I’m trying to solve a problem where I have a dataset of images of dimensions (224, 224, 2) and want to map them to a vector of 512 continuous values between 0 and 2 * pi. I’ve already created a dataset of 10,000 images and their corresponding vectors. I started experimenting with VGG-16. However, I have some concerns:
Images are sparse by nature, as they represent the presence (or not) of a particle in space. Each particle is annotated by an area of 5x5 pixels in the image. On channel 1, wherever there is a particle, the area of pixels is white, otherwise is black. On channel 2, wherever there is a particle the area of pixels goes from white to black, depending on how close or far the particles are from the observer (position in 3d). Everything else is black as before. My concern here is how a CNN like VGG-16 is going to behave on the sparsity of data. It would be great if you could provide me with any intuition on that, i.e. if it’s totally pointless to approach this problem like that or whatever.

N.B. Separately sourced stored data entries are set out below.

PR #671, opened 2020-07-28
Integrate sample app

Eunovo:
### Description

I have fixed a couple of problems hindering integration here. I still need the package to be published before I can test new changes. @kingsleyzissou  I also added primary key. I also generate a schema export file to combat the issue of types. The schema export file exports the schema with proper types to avoid type errors.

##### Checklist

- [x] `npm test` passes
- [x] `npm run build` works


packages/offix-datastore/src/ModelSchema.ts
```diff
@@ -11,6 +11,10 @@ export interface DataSyncProperties extends JSONSchema7 {
   primary?: boolean;
   default?: any;
   encrypted?: boolean;
+  /**
```
kingsleyzissou, line 14: @Eunovo thanks, yeah I cut a few corners to get the last PR merged. I need to come back and add comments to everything.

Eunovo: The `key` param carried over from my code though. So, no problem

packages/offix-datasync-codegen/tests/__snapshots__/DataSyncClientPlugin.test.ts.snap
```diff
@@ -2,74 +2,95 @@
...
   },
-]
+  "schemaExport": "import { DataSyncJsonSchema } from \\"offix-datastore\\";
+import schema from \\"./schema.json\\";
+
+type Schema<T = any> = {
+    [P in keyof T]: DataSyncJsonSchema<any>
+};
+
+export schema as Schema;
```
kingsleyzissou, line 93: I think this might need to be `export default schema ...`

Eunovo: Yes. I'm changing this currently

kingsleyzissou: @Eunovo cool your solution was better because we get a named export.

Eunovo: I needed to explicitly set the type of the export and I didn't know how to do that in default export

examples/react-datastore/src/datasync/schema.json
```diff
@@ -0,0 +1,22 @@
+{
```
kingsleyzissou: @Eunovo think this file can go now. We have the `schema` subdirectory with the `schema.json` and `index.ts`

kingsleyzissou: Nevermind, you've done that already

PR #687, opened 2020-07-31
React hooks

Eunovo:
### Description

This PR implements react hooks for offix-datasync. Some strategies for fetching and updating data will be implemented as soon as they are implemented in Models. The hooks are also integrated in the sample app. I haven't verified the hooks because verification with the linked local package is blocked by react. I recommend that the new changes be published before the hooks can be used.

##### Checklist

- [x] `npm run build` works

### DIFF
--- a/examples/react-datastore/src/App.tsx
+++ b/examples/react-datastore/src/App.tsx
@@ -1,4 +1,5 @@
 import React, { useState, useEffect } from 'react';
+import { CRUDEvents } from 'offix-datastore';
 import { Button } from 'antd';
 import 'antd/dist/antd.css';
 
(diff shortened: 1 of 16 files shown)


examples/react-datastore/src/App.tsx
```diff
@@ -9,7 +10,14 @@ function App() {
 
   const [mounted, setMounted] = useState<boolean>(false);
   const [addView, setAddView] = useState<boolean>(false);
-  const  { loading, error, data } = useFindTodos();
+  const  { isLoading: loading, error, data, subscribeToMore } = useFindTodos();
+  useEffect(() => {
```
wtrocki, line 14: Why use effect is needed? Apollo doesn't have it

Eunovo: See https://www.apollographql.com/docs/react/data/subscriptions/#subscribing-to-updates-for-a-query

Calling subscribeToMore in a `componentDidMount` is equivalent to calling it in a `useEffect`. The user can also provide a clean-up function to unsubscribe. In a class based component, you do the clean up in a `componentWillUnmount`

PR #691, opened 2020-08-04
Move events to model

Eunovo:
### Description

In this PR, I have moved events to Model. We need to implement update strategies so replication is no longer event-based. Now we can fire events after replication or before replication. We need to rethink the information in change events since replication no longer uses events. I didn't change the code too much, there are still lots of improvements we can make now that replication is called in Model.

### DIFF
--- a/packages/offix-datastore/src/DataStore.ts
+++ b/packages/offix-datastore/src/DataStore.ts
@@ -6,6 +6,7 @@ import { IndexedDBStorageAdapter } from "./storage/adapters/IndexedDBStorageAdap
 import { ModelSchema, DataSyncJsonSchema } from "./ModelSchema";
 import { DataStoreConfig } from "./DataStoreConfig";
 import { createLogger, enableLogger } from "./utils/logger";
+import { ModelReplicationConfig } from "./replication/api/ReplicationConfig";
 
 const logger = createLogger("DataStore");
 // TODO disable logging before release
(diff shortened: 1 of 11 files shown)


wtrocki:
Looking at this

packages/offix-datastore/src/DataStore.ts
```diff
@@ -35,30 +35,36 @@ export interface CustomEngines {
...
-    this.engines = engines;
 
     if (engines && engines.storeAdapter) {
       this.storage = new LocalStorage(engines.storeAdapter);
     } else {
       const indexedDB = new IndexedDBStorageAdapter();
       this.storage = new LocalStorage(indexedDB);
     }
+
+    if (this.config.replicationConfig) {
```
wtrocki, line 53: -1 for that. 

There are async methods there. 
I think we might need to have init with await and we cannot have this code in constructor.

packages/offix-datastore/src/DataStore.ts
```diff
@@ -35,30 +35,36 @@ export interface CustomEngines {
...
+      logger("Replication configuration was not provided. Replication will be disabled");
+    }
   }
 
   public createModel<T>(schema: DataSyncJsonSchema<T>) {
     const modelSchema = new ModelSchema(schema);
     const model = new Model<T>(modelSchema, this.storage);
-    // TODO replace any
-    this.models.push(model as any);
+    this.replicator?.startModelReplication(model, this.storage);
```
wtrocki, line 67: So if we do this then we simply do not need replication init method. 
We can pass replication info to create model function..

packages/offix-datastore/src/Model.ts
```diff
@@ -72,8 +75,16 @@ export class Model<T = unknown> {
...
-  public save(input: T): Promise<T> {
-    return this.storage.save(this.schema.getStoreName(), input);
+  public async save(input: T): Promise<T> {
+    const data = await this.storage.save(this.schema.getStoreName(), input);
+    this.replicator?.replicate(data, CRUDEvents.ADD);
+    this.changeEventStream.publish({
+      eventType: CRUDEvents.ADD,
+      data,
+      storeName: this.getStoreName(),
+      eventSource: "user"
```
wtrocki, line 85: This is no longer needed.

PR #692, opened 2020-08-04
chore: add sqlite adapter

kingsleyzissou:
### Description
Work in progress for sql adapter. For now I am using websql as it is easier to work with locally.
Once that is running fine locally, I will implement Native support


packages/offix-datastore/src/replication/api/MetadataModels.ts
```diff
@@ -0,0 +1,30 @@
+import { ModelSchema } from "../../ModelSchema";
+import { MODEL_METADATA, MODEL_METADATA_KEY, MUTATION_QUEUE, MUTATION_QUEUE_KEY } from "./Replicator";
+
+export const metadataModel = new ModelSchema<any>({
```
wtrocki, line 4: Love it! Strongly typed metadata. It will make sense to merge this as.. 

@Eunovo work will invalidate this changes - we need to change id etc.

packages/offix-datastore/src/storage/adapters/IndexedDBStorageAdapter.ts
```diff
@@ -11,26 +11,30 @@ const logger = createLogger("idb");
...
+  constructor(dbName: string, schemaVersion: number, transaction?: IDBTransaction) {
+    this.dbName = dbName;
+    this.schemaVersion = schemaVersion;
     this.indexedDB = new Promise((resolve, reject) => {
       this.resolveIDB = resolve;
       this.rejectIDB = reject;
     });
     this.transaction = transaction;
   }
   // TODO Wrong architecture. Store can be created on demand
```
wtrocki, line 30: This TODO can be removed :D

packages/offix-datastore/src/storage/adapters/WebSQLAdapter.ts
```diff
@@ -0,0 +1,250 @@
...
+        );
+      });
+    });
+  }
+}
+
+// TODO change to constants/enums
+const prepareStatement = (input: any, type: string = "insert"): [string, any[]] => {
+  if (type === "insert") {
+    input.id = generateId();
```
wtrocki, line 218: Love it!

packages/offix-datastore/src/storage/adapters/WebSQLAdapter.ts
```diff
@@ -0,0 +1,250 @@
...
+    const query = `DELETE FROM ${storeName} ${condition}`;
+    // @ts-ignore
+    return this.transaction(query, [predicate.value]);
+  }
+
+  public getSQLiteInstance() {
+    return this.sqlite;
+  }
+
+  createTransaction(): Promise<StorageAdapter> {
```
wtrocki, line 97: Let's crete separate issue. We can return this for the moment

packages/offix-datastore/package.json
```diff
@@ -52,6 +53,7 @@
     "tiny-invariant": "1.1.0",
     "urql": "1.9.8",
     "uuid": "8.3.0",
+    "websql": "^1.0.0",
```
wtrocki, line 56: So library says that this is only for the node.js which will increase size of the package. 

https://www.npmjs.com/package/websql

Alternatives we can play with 
https://github.com/gdbate/lib-websql

https://www.npmjs.com/package/@types/sqlite3 (and sqllite3 as peerDependency)

packages/offix-datastore/src/storage/adapters/WebSQLAdapter.ts
```diff
@@ -0,0 +1,250 @@
...
+
+  public async save(storeName: string, input: any): Promise<any> {
+    const [cols, vals] = prepareStatement(input, "insert");
+    const stmt = `INSERT INTO ${storeName} ${cols}`;
+    return this.transaction(stmt, vals);
+  }
+
+  public async query(storeName: string, predicate?: PredicateFunction): Promise<any> {
+    if (!predicate) {
+      return await this.getStore(storeName);
```
wtrocki, line 69: I will rename it to `fetchAll`

packages/offix-datastore/package.json
kingsleyzissou: @wtrocki Oh okay cool, will have a look at this, this might be what I need.

I sorted out the types stuff (I forgot to add them to to `tsconfig`)

packages/offix-datastore/src/storage/adapters/WebSQLAdapter.ts
kingsleyzissou: @wtrocki I think this is what it might be called in the interface, but I can rename it and update in the `indexeddb` adapter too

packages/offix-datastore/src/storage/adapters/WebSQLAdapter.ts
kingsleyzissou: @wtrocki I'll just leave them unimplemented for now then - if they are not there we get typescript errors all over the place.

packages/offix-datastore/src/storage/adapters/WebSQLAdapter.ts
```diff
@@ -0,0 +1,250 @@
...
+    }
+    const condition = predicateToSQL(predicate as ModelFieldPredicate);
+    const query = `SELECT * FROM ${storeName} ${condition}`;
+    // @ts-ignore
+    const res = await this.readTransaction(query, [predicate.value]);
+    return res;
+  }
+
+  public async update(storeName: string, input: any, predicate?: PredicateFunction): Promise<any> {
+    const condition = predicateToSQL(predicate as ModelFieldPredicate);
```
kingsleyzissou, line 79: @Eunovo I actually have a question for this, when is the `ModelPredicate` used and when is the normal `Predicate` function used. With the SQL adapter, I kind of need to guarantee that I am getting the model predicate in order to perform some of the queries.

packages/offix-datastore/src/storage/adapters/WebSQLAdapter.ts
kingsleyzissou: Nope, I was wrong. Changing it now

packages/offix-datastore/src/replication/api/MetadataModels.ts
kingsleyzissou: @wtrocki yeah this was needed because we need to know the field names for all the stores upfront so we could create those, so I needed the full schema for the models and it just made sense to convert these to model schema too

packages/offix-datastore/src/storage/adapters/WebSQLAdapter.ts
wtrocki: Yep.. We can still do in memory filtering on layer above.

PR #701, opened 2020-08-07
Sqlite refactor

kingsleyzissou:
### Description

Just a small refactor. This now works in the sample app (except for the update method).

To verify add the following to the `datastore` config in the `datasync/config.ts` file:

```
export const datastore = new DataStore({
  ...
}, {
  storeAdapter: new WebSQLAdapter("offixdb", 2)
});

```

### DIFF
--- a/packages/datastore/datastore/src/storage/adapters/WebSQLAdapter.ts
+++ b/packages/datastore/datastore/src/storage/adapters/WebSQLAdapter.ts
@@ -31,30 +31,23 @@ export class WebSQLAdapter implements StorageAdapter {
       "Offix datastore", 5 * 1024 * 1024
     );
   }
-  // TODO Wrong architecture. Store can be created on demand
+
   public addStore(config: ModelSchema) {
     this.stores.push(config);
   }
 
   public async createStores() {
     const existingStoreNames = await this.getStoreNames();
-    existingStoreNames.forEach((storeName) => {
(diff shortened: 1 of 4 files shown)


packages/datastore/datastore/src/storage/adapters/WebSQLAdapter.ts
```diff
@@ -110,35 +98,19 @@ export class WebSQLAdapter implements StorageAdapter {
...
+    return res.map((r) => r.name);
   }
 
-  private async transaction(query: string, args: any) {
+  private async transaction(query: string, args: any): Promise<any[]> {
     return new Promise((resolve, reject) => {
       const successCb = (tx: SQLTransaction, res: SQLResultSet) => {
         logger("Executed query with results", res.rows);
-        resolve(res.rows);
+        resolve(flattenResultSet(res.rows));
```
wtrocki, line 113: Why this is needed?

wtrocki:
Verified. Worth to merge as @Eunovo will need to rebase this

packages/datastore/datastore/src/storage/adapters/WebSQLAdapter.ts
kingsleyzissou: @wtrocki this was needed because the results came back as an SQLResult set object rather than an array of results. So I was getting errors when trying to use this.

For starting, I will be using torch.nn.MSELoss to minimize the error between predicted and actual 512 values for each image. Does it make sense? Do you have something else to suggest?
My 512 outputs are phases meaning the true targets are continuous values between 0 and 2 * pi. Is there any way to add something like an activation function that does the mod 2 * pi calculation so my prediction is always within that range, and is also differentiable? I know tanh is also an option, but that will tend to push most of values at the boundaries.